I would construct a matrix of what you like to do, what you are good at doing, what you don't like to do, what you are not good at doing, etc. There are many veteran hiring organizations that will help you. I would suggest a book by Carl Savino, a West Point graduate who helps junior officers transition from the military to the corporate world. If I recall correctly, the name of the book is "From Blue to Grey". You can google Savino and find it. The book focuses on company grade officers, however, don't be scared, the principles are all the same. There are many veteran hiring fairs that are looking for an individual like you-- I will be surprised if you don't have a good job, soon!

Good Luck!


----------



## rktman (Aug 17, 2012)

A college friend of mine joined a Defense Contractor and they specialize in recruiting former service members. Sorry, can't remember their name at the moment..


----------



## ArmyEngineer (Aug 17, 2012)

Solomonb thank you for the detailed and helpful answer. Thankfully, my clearances are still valid and will be so for another 6 years. I am really open to any location, including outside the US.

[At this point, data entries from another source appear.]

PR #1560, opened 2020-05-11
added LabelSpacing, MultiLabel and LabelStep properties to contours series

### LINKED ISSUE #1511: Label Control for Contour Series not working
If I create a contour series like described in the Oxyplot documentation and I want to manipulate the labels with LabelSpacing and LabelSteps there is no effect.

Sample code (using Oxyplot v2.0.0 in WPF):
```
var cs = new ContourSeries
{
        Color = OxyColors.Black,
        LabelBackground = OxyColors.White,
        ColumnCoordinates = yy,
        RowCoordinates = xx,
        LabelSpacing = 10,
        LabelStep = 2,
        Data = peaksData
};
```

My target was to show the label only on every 2nd contour, and I wanted to move the label a bit, so that when you use transparent background for the label, that it doesn't get strikethrough by the contour. But LabelSpacing and LabelSteps seem to not have any effect.

UndisputedBasement33:
Fixes #1511 .

### Checklist

- implemented LabelSpacing and LabelStep to contour series
- in order to not change default behaviour added property MultiLabel, to enable several labels per contour to make use of LabelSpacing
-

@oxyplot/admins

### DIFF
--- a/Source/OxyPlot/Series/ContourSeries.cs
+++ b/Source/OxyPlot/Series/ContourSeries.cs
@@ -11,6 +11,7 @@ namespace OxyPlot.Series
 {
     using System;
     using System.Collections.Generic;
+    using System.Diagnostics;
     using System.Linq;
 
     /// <summary>
@@ -45,9 +46,9 @@ namespace OxyPlot.Series
         public ContourSeries()
         {
             this.ContourLevelStep = double.NaN;
-
-            this.LabelSpacing = double.NaN;
             this.LabelStep = 1;
+            this.MultiLabel = false;
+            this.LabelSpacing = 150;
             this.LabelBackground = OxyColor.FromAColor(220, OxyColors.White);
 
             this.Color = OxyColors.Automatic;
@@ -80,7 +81,7 @@ namespace OxyPlot.Series
 
         /// <summary>
         /// Gets or sets the contour level step size.
-        /// This property is not used if the ContourLevels vector is set.
+        /// This property is not used if the <see cref="ContourLevels"/> vector is set.
         /// </summary>
         /// <value>The contour level step size.</value>
         public double ContourLevelStep { get; set; }
@@ -118,13 +119,18 @@ namespace OxyPlot.Series
         public string LabelFormatString { get; set; }
 
         /// <summary>
-        /// Gets or sets the label spacing.
+        /// Gets or sets the label spacing, which is the space between labels on the same contour. Not used if <see cref="MultiLabel"/>==<see langword="false"/>
         /// </summary>
         /// <value>The label spacing.</value>
         public double LabelSpacing { get; set; }
 
         /// <summary>
-        /// Gets or sets the label step (number of contours per label).
+        /// Gets or sets a value indicating whether multiple labels should be displayed per Contour. The default value is <c>false</c>
+        /// </summary>
+        public bool MultiLabel { get; set; }
+
+        /// <summary>
+        /// Gets or sets the interval between labeled contours. LabelStep = 1 is default and it means that all contours have a label
         /// </summary>
         /// <value>The label step.</value>
         public int LabelStep { get; set; }
@@ -183,6 +189,7 @@ namespace OxyPlot.Series
                     double step = range / 20;
                     double stepExp = Math.Round(Math.Log(Math.Abs(step), 10));
                     actualStep = Math.Pow(10, Math.Floor(stepExp));
+                    this.ContourLevelStep = actualStep;
                 }
 
                 max = Math.Round(actualStep * (int)Math.Ceiling(max / actualStep), 14);
@@ -234,7 +241,7 @@ namespace OxyPlot.Series
                     {
                         result = r;
                         result.Text = StringHelper.Format(
-                            this.ActualCulture, 
+                            this.ActualCulture,
                             this.TrackerFormatString,
                             null,
                             this.Title,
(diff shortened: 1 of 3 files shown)


VisualMelon:
I'm still getting my head around this, but could you run a Style-Cop pass and fix the issues? It's little things like spaces at the start of comments, and expanding `if () continue;` onto multiple lines for clarity.

Source/OxyPlot/Series/ContourSeries.cs
```diff
@@ -123,6 +125,12 @@ public OxyColor ActualColor
         /// <value>The label spacing.</value>
         public double LabelSpacing { get; set; }
 
+        /// <summary>
+        /// Gets or sets if multiple labels should get displayed per Contour.
```
VisualMelon, line 129: nit: "get" -> "be"

Source/OxyPlot/Series/ContourSeries.cs
```diff
@@ -46,8 +47,9 @@ public ContourSeries()
         {
             this.ContourLevelStep = double.NaN;
 
-            this.LabelSpacing = double.NaN;
-            this.LabelStep = 1;
+            this.MultiLabel = false;
+            this.LabelSpacing = 150;
+            this.LabelStep = 0;
```
VisualMelon, line 52: Having `LabelStep == 0` seems to have some dedicated behaviour: could this be explained in the inline documentation?

Source/OxyPlot/Series/ContourSeries.cs
```diff
@@ -11,6 +11,7 @@ namespace OxyPlot.Series
 {
     using System;
     using System.Collections.Generic;
+    using System.Diagnostics;
```
VisualMelon, line 14: Not needed

Source/OxyPlot/Series/ContourSeries.cs
```diff
@@ -277,26 +285,98 @@ public override void Render(IRenderContext rc)
...
+                    else
                     {
-                        this.AddContourLabels(contour, transformedPoints, clippingRect, contourLabels);
+                        contourPartLengthTarget = contourFirstPartLengthTarget + j * this.LabelSpacing;
                     }
+
+                    //find index of contour points where next label should be positioned
+                    for (int k = intervalIndex; k < transformedPoints.Length; k++)
+                    {
+                        contourPartLength += Math.Sqrt(Math.Pow(transformedPoints[k].x - transformedPoints[k - 1].x, 2) + Math.Pow(transformedPoints[k].y - transformedPoints[k - 1].y, 2));
```
VisualMelon, line 368: Could be 

                        contourPartLength += (transformedPoints[k] - transformedPoints[k - 1]).Length;

For clarity

UndisputedBasement33:
Hi,
thanks for reviewing. I run through style cop and took care about your other points.

Jonarw:
I am also not too familiar with the `ContourSeries`, but something does not seem completely right to me.

From the the way the `LabelStep` property is described, I would expect that it it set `LabelStep=2`, every second contour will have a label. This is true as long as the `ContourLevelStep==1` (which is the case for all examples in the ExampleLibrary).

But if I set e.g. `ContourLevelStep==0.5`, I will only have a label every fourth contour (and something weird happens for contours with level > 4):
image

From my understanding, in this case I should still have labels every second contour, so for contour values of 1, 2, 3 and so on. Would you agree @UndisputedBasement33 ? Or am I misunderstanding something about this series, having never worked with it?

UndisputedBasement33:
Thanks for the comment. I fixed the problem with the contours for levels > 4. I think the code is better now. I wanted too achieve a "loose" matching that's why I also added one more example with ContourLevelStep of 0.33. That means if you define LabelStep = 2 but the contour level is not exactly 2 but maybe 1.98 or 2.02 it should still show the label.

I changed the description for LabelStep, but I honestly struggle a bit to describe it precisly. Before I was relying on the Matlab describtion, which was - like you correctly mentioned - misleading. The feature should be analogue to the ContourLevelStep. With ContourLevelStep you define how many contours you want to have by defining the interval between the levels. And with LabelStep you define the interval between the levels for the labels. For example LabelStep 2 means only contours with a level which is an integral multiple of 2 will get a label. Do you understand now?

Should I again squash the commits or is it better for you to review, if I leave it like it is now?

Jonarw:
Thanks for the explanation, I think I understand better now how this works.
I do however still have some concerns. What if the user for some reason wants to use a non-integer `ContourLevelStep`? With `ConturLevelStep==Math.PI/2` and `LabelStep==1` I get no labels at all, except at 0:
image

I see two possibilities how this could be solved:
1. Let the `LabelStep` not define an interval in data space, rather let it just count contours. So e.g. for `LabelStep==2`, show a label on every second contour, regardless of the `ContourLevelStep`
2. Make the `LabelStep` a double and allow fractional label steps

Personally I think I would prefer possibility 1, as it seems more intuitive to me. But as I said I do not have too much experience with this kind of series, so maybe this would be different to others.

UndisputedBasement33:
I understand your concerns. I used the first option at the beginning, and it worked nicely if the contours are next to each other. But since the foreach-loop loops more or less randomly through the contours it wasn't necessarily the case that the next contour in the loop is also the contour that the user would define as next contour in the plot. Because of that out of every 2nd, it became a bit random.
But now I think I found a better way. I went back with the definition to what @Jonarw understood at first and what he suggested with his 1st option. Now `LabelStep==2` means every 2nd contour, `LabelStep==3` every 3rd contour etc..
Please let me know what you think about it

P.S: I have a failed check (AppVeyor was unable to build non-mergeab...). For me the solution builds fine, what can I do to fix that?

UndisputedBasement33:
I fixed the issues commented by @Jonarw . I squashed all commits and rebased it on the latest develop branch. I hope everything is done correctly. No all the checks have passed.

Jonarw:
Thanks for taking care of this! 
Looks mostly good to me now, I just noticed there seems to be a slight issue with the `MultiLabel` algorithm. When I zoom in on one of the contours, it looks like this:
image

UndisputedBasement33:
Yes this wasn't nice, glad you found it. Took me a bit to figure out, but it should be fixed now.

Jonarw:
Looks good to me now!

The only issue I have with contractors is that, in my understanding, the contracts are only valid for a year or two. I want a job where I can work for some time, if possible. Most army career fairs have contractors that are offering immediate positions to go downrange (Afghanistan, Iraq) for a year or so. Although they pay handsomely for that year, I feel it does not help in career development as an engineer.

I recently found out that Intel has a veterans hiring initiative. That is a company I regard very highly. Hoping Qualcomm, Lockheed or Boeing have one too.

Any recommendations or advise you gals/guys have is deeply appreciated.


----------



## RIP - VTEnviro (Aug 18, 2012)

It sounds like you have quite a resume.

If year to year contracts are not your thing, have you thought about going to work for a wireless provider (you mentioned a focus in wireless comm)?

Verizon, AT&amp;T, Sprint, etc.

I imagine the combination of your strong grades plus military experience would make you a desirable candidate.


----------